Mean (± SD) anthropometric measurements and dietary intakes at baseline and after 12 weeks

	Baseline		12 weeks		Time effects	Diet effects	Time × diet effects
	LPUFA (n = 70)	HPUFA (n = 71)	LPUFA (n = 70)	HPUFA (n = 71)
					p	p	p
Weight, kg	90.8 ± 14.8	88.4 ± 13.9	85.1 ± 13.7	84.0 ± 14.7	0.000*	0.464	0.859
BMI, kg/m2	32.1 ± 4.0	31.4 ± 3.9	30.2 ± 4.0	29.9 ± 4.4	0.000*	0.463	0.844
Body fat, %	39.2 ± 6.6	39.4 ± 7.0	35.8 ± 7.0	37.1 ± 8.3	0.000*	0.799	0.177
Waist, cm	97.7 ± 12.4	96.6 ± 12.5	93.2 ± 11.5	93.4 ± 13.5	0.000*	0.538	0.387
VAT area, cm2	156 ± 91	141 ± 81	130 ± 78	131 ± 90	0.000*	0.606	0.052
SAT area, cm2	312 ± 102	338 ± 107	302 ± 108	316 ± 113	0.001*	0.198	0.179
EI, kcal/day	2,181 ± 694	2,270 ± 744	1,754 ± 514	1,840 ± 483	0.000*	0.243	0.639
CHO, %EI	42.0 ± 7.0	43.8 ± 8.7	44.1 ± 6.7	43.1 ± 6.3	0.046*	0.804	0.035*
Protein, %EI	20.3 ± 3.6	19.7 ± 3.7	21.9 ± 3.7	21.0 ± 3.5	0.000*	0.066	0.957
Fat, %EI	31.7 ± 6.1	31.7 ± 7.2	27.7 ± 5.9	30.9 ± 5.9	0.000*	0.018*	0.066
SFA, %EI	10.9 ± 2.9	11.2 ± 2.7	9.0 ± 2.2	8.0 ± 2.2	0.000*	0.470	0.003*
MUFA, %EI	12.3 ± 3.1	12.4 ± 4.3	8.0 ± 4.0	7.6 ± 3.8	0.000*	0.909	0.242
PUFA, %EI	5.5 ± 2.1	5.1 ± 2.0	5.4 ± 2.0	10.2 ± 3.6	0.000*	0.000*	0.000*

LPUFA = Low PUFA group; HPUFA = high PUFA group; VAT = visceral adipose tissue; SAT = subcutaneous adipose tissue; EI = energy intake; CHO = Carbohydrate; PUFA = polyunsaturated fat; MUFA = monounsaturated fat; SFA = saturated fat.

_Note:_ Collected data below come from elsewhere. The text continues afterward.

PR #1226, opened 2020-09-17
Pre-commit formatting bugfix

garrettjstevens:
Originally noticed by @elliothershberg, in the pre-commit hook, if the prettier didn't recognize any of the file types it tried to format, it threw an error:

image

Fixed by using the `--ignore-unknown` prettier CLI flag, new in v2.1.0.

### DIFF
--- a/.prettierignore
+++ b/.prettierignore
@@ -2,6 +2,7 @@
 **/coverage/
 **/umd
 **/dist/
+**/build/
 
 # JSON files we don't want to format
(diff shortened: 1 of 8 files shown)


garrettjstevens:
Also format a couple files since it looks like the formatting for Prettier v2.1.0 is different in a couple cases.

rbuels:
sounds good, merge when ready

PR #1229, opened 2020-09-18
Finish plugin builds

garrettjstevens:
This finishes applying the build system to all the plugins. It also adds a few options to the root tsconfig: `noUnusedLocals`, `noUnusedParameters`, `noImplicitReturns`, and `noFallthroughCasesInSwitch`. These were already used in the plugins and thus in the majority of our code, but moving them to the root helped reveal some problems in the `core` code.

Note: unused parameters can be ignored by prefixing them with `_`.


packages/core/PluginLoader.ts
```diff
@@ -89,10 +88,6 @@ export default class PluginLoader {
     })
   }
 
-  moduleNameFromParsedUrl(parsedUrl: url.UrlWithStringQuery): string {
-    return 'fogbat'
-  }
-
```
garrettjstevens, line 95: @rbuels I couldn't figure out how to get the module name from the parsed URL, since from what I could tell it was just something like `http://localhost:9000/plugin.js`, so I removed this function. If you can point me in the right direction of how it's supposed to work I can put it back in.

packages/core/pluggableElementTypes/renderers/ServerSideRendererType.ts
```diff
@@ -168,11 +168,6 @@ export default class ServerSideRenderer extends RendererType {
     return deserialized
   }
 
-  // will expand if soft clipping or feature glyphs are shown
-  getExpandedRegion(region: Region, renderArgs: RenderArgsDeserialized) {
-    return region
-  }
-
```
garrettjstevens, line 175: @peterkxie It didn't look like this was doing anything, so I removed it. Do you know if there's a reason to keep it?

packages/development-tools/src/build.ts
```diff
@@ -66,11 +65,6 @@ const getStyleLoaders = (cssOptions: any, preProcessor?: string) => {
 }
 
 export function baseJBrowsePluginWebpackConfig(
-  myWebpack: {
-    optimize: {
-      LimitChunkCountPlugin: typeof webpack.optimize.LimitChunkCountPlugin
-    }
-  },
```
garrettjstevens, line 73: @rbuels the `myWebpack` param was unused. I removed it, but that changes the exported function's signature. I can put it back if it's supposed to be used or if it needs to stay consistent.

plugins/linear-comparative-view/src/BreakpointSplitRenderer/BreakpointSplitRenderer.ts
```diff
@@ -194,9 +169,6 @@ export default class BreakpointSplitRenderer extends ComparativeServerSideRender
         //   continue
         // }
 
-        // flipMultiplier combines with normal directionality of the curve
-        const flipMultipliers = views.map(v => 1)
-
```
garrettjstevens, line 199: @cmdcolin since all values in `flipMultipliers` were `1`, it seemed like it could be removed, but I can put it back if needed.

packages/core/PluginLoader.ts
rbuels: yeah we don't know the url scheme yet, fine to remove

packages/core/pluggableElementTypes/renderers/ServerSideRendererType.ts
cmdcolin: this function is used by derived subclasses PileupRenderer, BoxRenderer, might not wanna remove?

plugins/linear-comparative-view/src/BreakpointSplitRenderer/BreakpointSplitRenderer.ts
cmdcolin: breakpoint split renderer is actually currently unused. I'd say it's fine to remove, it might be restored, but probably it would be restored in a different way

packages/core/pluggableElementTypes/renderers/ServerSideRendererType.ts
rbuels: what's the update on this?

rbuels:
i say merge once the conversation above gets resolved to everybody's satisfaction

packages/core/pluggableElementTypes/renderers/ServerSideRendererType.ts
garrettjstevens: I restored it

PR #3228, opened 2022-09-29
Improve TypeScript for queueDialog

garrettjstevens:
This makes it so the `queueDialog` method type on the AbstractSessionModel checks that the props passed to it match the component passed to it, instead of being `any`. The other changes in this PR fix the type errors revealed by this change.


cmdcolin:
excellent typescripting :) TIL React.ComponentProps<T>

PR #3229, opened 2022-09-29
Allow user to select local assembly to add tracks to for trackhub registry

cmdcolin:
This allows a user to select a local assembly name to add their tracks from the trackhub registry to

It might be the case that the name of the user's local assembly does not match the remote name provided by the trackhub, so this allows the user to select the local assembly to add the trackhub tracks to.


cmdcolin:
Allowing us to load assemblies from the trackhub itself may also be a good add on

Issue #3213, opened 2022-09-23
Ability to disable assembly/track UI elements for web-deployment


flinz:
**Is your feature request related to a problem? Please describe.**

I am trying to deploy jbrowse2 to share views on assemblies and annotation tracks without sharing the data files behind them. I have achieved blocking requests by the http server to the data files directly (enforcing referrers, and enforcing regions in the headers) but i would also like to prevent the location of assembly and track data files being disclosed to the user in the UI directly. 

I have seen I can add extra information (https://jbrowse.org/jb2/docs/config_guide/#customizing-the-feature-details-panel), but how can I hide existing information?

**Describe the solution you'd like**

A configuration item for tracks that disables seeing the "about" information for assemblies/tracks. Possibly also prevent copying/modifying them, by disabling UI elements selectively.

I am aware a creative user will still be able to locate the data files by looking at browser activity, but this is primarily to not expose this in the UI readily.

**Describe alternatives you've considered**

Hacking the CSS to disable visibility on certain items, but there's no unique class/id attached to the items i am interested in.

**Resources**
E.g. gray out the "About track" element
![image](https://user-images.githubusercontent.com/97735/191956670-d5efd688-8cdf-4fa4-a1a2-598230d82c73.png)
E.g. disable showing of the "location"
![image](https://user-images.githubusercontent.com/97735/191957041-002cdd76-c9be-463f-9930-773bb40da5b4.png)

cmdcolin:
we could probably try to add some config for this :) being able to customize the about track menu in general would be useful (the features for doing this for the "feature details" would not currently be able to be used for about dialog yet, but would be useful...jbrowse 1 had ability to customize about panel)

cmdcolin:
@flinz possible help here https://github.com/GMOD/jbrowse-components/pull/3230

can run `jbrowse create --brach util_gettrackname` to get this branch
you can add

"formatAbout":{"hideUris":true} to each track you want to hide, or to the entire config e.g.

```json
{
  "configuration": {
    "formatAbout": {
      "hideUris": true,
    }
  },
  "assemblies": ...,
  "tracks": ...
}
```

(example here) https://github.com/GMOD/jbrowse-components/blob/util_gettrackname/test_data/volvox/config_main_thread.json#L1-L12

flinz:
@cmdcolin wow, thanks a lot for the PR! I'll give it a spin as soon as I can, and I think this would be generally useful!

cmdcolin:
[...]

Issue #2034, opened 2021-06-03
configs.json to include a popup/mouseover/feature details content location


Tom-Shorter:
A lot of users will want to know more information about what they are viewing, right now you have the popups/mouseover/feature details panel which are populated by the source file but is there the possibility that within the configs.json file we could specify the location of the contents of a mouseover/popup/feature details panel if not within the file (and of course, be totally optional).

Some of the tracks we will be using have 10M variants, each one being a row in a VCF and each row will contain information about the variant and where it can be found in other studies etc. Other tracks we plan on implementing (with the frequency distribution histograms) will need to be able to display a breakdown of the number of variants found within a region and from which study they come from, these tracks will be created dynamically via an API as an amalgamation of any number of individual tracks.

The mouseover/popup/feature details content size could become massive pretty quickly for some of our tracks and thus increase loading times drastically, if we could instead point to a URL where the content could be found then that would be ideal, not only would it reduce the size of the track files but it also saves me the hassle of rebuilding the track files whenever there is an update to ensure all of the track cross references are up to date as the URL would handle all of that dynamically.

I am a complete beginner with react, I can make a functioning website but that's about it so what I'm about to propose might not be possible. As JBrowse2 is react based I would propose that the URL serves a react component which is directly displayed on the browser without modification. This would put the browser owner in complete control of how the mouseover/popup/feature details panel looks without having to worry about updates to jbrowse modifying the look or behaviour. I'm not sure if this is something that react can do, it may be that an iframe to the endpoint would be the only way to ensure the styling remains the same between the URL and jbrowse and if that doesn't work well then the URL could just serve the content without the styling and then the styling would need to be handled by modifying the jbrowse components.

cmdcolin:
>The mouseover/popup/feature details content size could become massive pretty quickly for some of our tracks and thus increase loading times drastically, if we could instead point to a URL where the content could be found then that would be ideal, not only would it reduce the size of the track files but it also saves me the hassle of rebuilding the track files whenever there is an update to ensure all of the track cross references are up to date as the URL would handle all of that dynamically.



[...]

PR #3230, opened 2022-09-29
Add ability to customize About dialog with callbacks and optionally hide links to data

cmdcolin:
Adds a `formatAbout` config subschema similar to `formatDetails`

`formatAbout` can be applied per track or at the entire jbrowse config level (so you can add hideUris to the entire jbrowse config)

- The `formatAbout` subschema has a `hideUris` slot to hide the rendering of "UriLocation" objects in the about dialog. Note that the `hideUris` results in the "Copy config" button getting hidden too, since copying to text would reveal this type of hidden info...

- The `formatAbout` subschema also has a `config` slot to add arbitrary jexl callbacks to the display of the config snapshot in the about dialog

Possible fix for https://github.com/GMOD/jbrowse-components/issues/3213

Rider change: makes a getTrackName utility function that computes the track name (the logic for making the "reference sequence track name" was duplicated in several places)


rbuels:
Is there an extension point that plugins can use to modify the about dialog
as well?  If not, could add one in this

cmdcolin:
Added "Core-customizeAbout" extension point that receives a conf object to customize the contents

cmdcolin:
could be interesting to allow track types or plugins to customize the entirety of the about component, similar to how widgets can be swapped out perhaps

carolinebridge-oicr:
Just curious -- what does the change to getEnv do for us?

cmdcolin:
that was indeed a rider change added to this, but it gives us better typescript (getEnv is returning an `any` type before, and with this change, we import getEnv from @jbrowse/core/util and it gives us a `{pluginManager: PluginManager}`)

cmdcolin:
putting this in draft till some things like https://github.com/GMOD/jbrowse-components/issues/3262  can be resolved.

cmdcolin:
this is now enhanced with a couple more extension points that let you do some relatively crazy things including

a) completely replacing the contents of any widget by responding to Core-replaceWidget
b) completely replacing the contents of the about dialog with Core-replaceAbout
c) adding extra about panels to the about dialog with Core-extraAboutPanel
d) adding extra feature detail panels to the feature details with Core-extraFeaturePanel

in addition, there are the about panel config options for

formatAbout:{ hideUris:boolean, config: "jexl:callback to customize any of the config display" }

this PR is rebased off of #3266 and has examples of doing these things like the volvox example

cmdcolin:
this pr should be ready

Note that this PR now adds a number of new extension points including the ability to add custom react components to the feature details widget and "about track" dialog, or completely replace them with a custom component (the ability to replace the widget can replace ANY widget)

new extension point names

Core-extraFeaturePanel
Core-extraAboutPanel
Core-replaceWidget
Core-replaceAbout
Core-customizeAbout

they are documented in the api_guide

cmdcolin:
tentatively fixes [Core-replaceAbout](https://github.com/GMOD/jbrowse-components/issues/2034)

cmdcolin:
maybe go ahead with a merge, examples of these extension points are in various volvox tracks

PR #3239, opened 2022-09-30
Add hex jexl

scottcain:


cmdcolin:
how is this function used?

scottcain:
> how is this function used?

```
"color1" : "jexl:get(feature,'score')>20000?(get(feature,'strand')>0?'#730073':'#007373'):get(feature,'strand')>0?'#'+hex(round(255-(140*(get(feature,'score')/20000))))+'00'+hex(round(255-(140*(get(feature,'score')/20000)))):'#00'+hex(round(255-(140*(get(feature,'score')/20000))))+hex(round(255-(140*(get(feature,'score')/20000))))",
```
Dynamically calculating the fill color of a glyph based on the score.

cmdcolin:
the reason I asked how this is used for (e.g. in a color callback) is because putting any hex values may not make a color. it has to be 3/4 chars e.g. #XXX(A) or 6/8 chars #YYYYYY(BB) so just converting any number to hex might not be be usable

I can see that hex(round(255-(140*(get(feature,'score')/20000))))+'00' may have the right special logic to return the hex. but, after all that, i would almost consider using somethign like HSL. it is more amenable to quantitative color calculations than hex

cmdcolin:
might close this for now. if you want to reconsider let me know. I would probably recommend using something like HSL, or using no build plugins js for color.

if we need a more general toolkit for color manipulation could consider that

Issue #3240, opened 2022-10-01
If you visit a local session and it fails to load, then copying the URL to another tab results in it failing to load again


cmdcolin:

cmdcolin:
hit the submit button too soon but the summary re-reflected in issue title

"If you visit a local session and it fails to load, then copying the URL to another tab results in it failing to load again"

cmdcolin:
(the normal behavior is that it uses a BroadcastChannel to copy the session data from the other tab to the new one)

PR #3241, opened 2022-10-01
Fix local session failing to load copying between tabs in some cases

cmdcolin:
Fixes https://github.com/GMOD/jbrowse-components/issues/3240


products/jbrowse-web/src/SessionLoader.ts
```diff
@@ -416,6 +414,17 @@ const SessionLoader = types
               return
             }
 
+            if (self.bc1) {
```
cmdcolin, line 417: main fix, here: moving this broadcast channel listener up

PR #3250, opened 2022-10-04
Handle alternate line endings

garrettjstevens:
This does a global find-and-replace of `.split('\n')` with `.split(/\n|\r\n|\r/)`. This should handle unix (`\n`), dos (`\r\n`) and old-style mac (`\r`) line-endings. Hopefully it helps avoid issues especially with users creating files on Windows, like [this](https://github.com/GMOD/jbrowse-components/discussions/3249#discussioncomment-3791863).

^*Significant different, general linear model repeated measures ANOVA, p < 0.05.

Table 3.

Characteristics of participants (N = 121) at baseline and 12-week of study

	Baseline		12 weeks		Time effects	Diet effects	Time × diet effects
	LPUFA (n = 58)	HPUFA (n = 63)	LPUFA (n = 58)	HPUFA (n = 63)
					p	p	p
Age, years	48.4 ± 10.6	47.6 ± 10.5	–	–	–	–	–
Weight, kg	88.0 ± 13.7	87.2 ± 14.0	84.7 ± 13.7	83.7 ± 14.6	0.000*	0.721	0.803
BMI, kg/m2	31.3 ± 3.8	31.0 ± 4.0	30.1 ± 4.0	29.8 ± 4.4	0.000*	0.657	0.791
FM, kg	33.6 ± 8.2	33.9 ± 9.0	30.6 ± 8.2	31.3 ± 9.7	0.000*	0.753	0.376
FFM, kg	54.4 ± 9.9	53.3 ± 10.3	54.1 ± 10.2	52.4 ± 10.4	0.000*	0.449	0.023*
VVAT l	3.5 ± 2.0	3.2 ± 1.8	2.9 ± 1.7	2.9 ± 2.0	0.000*	0.628	0.065

LPUFA = Low PUFA group; HPUFA = high PUFA group; FM = fat mass; FFM = fat-free mass; VAT = visceral adipose tissue.

^*Significant different, general linear model repeated measures ANOVA.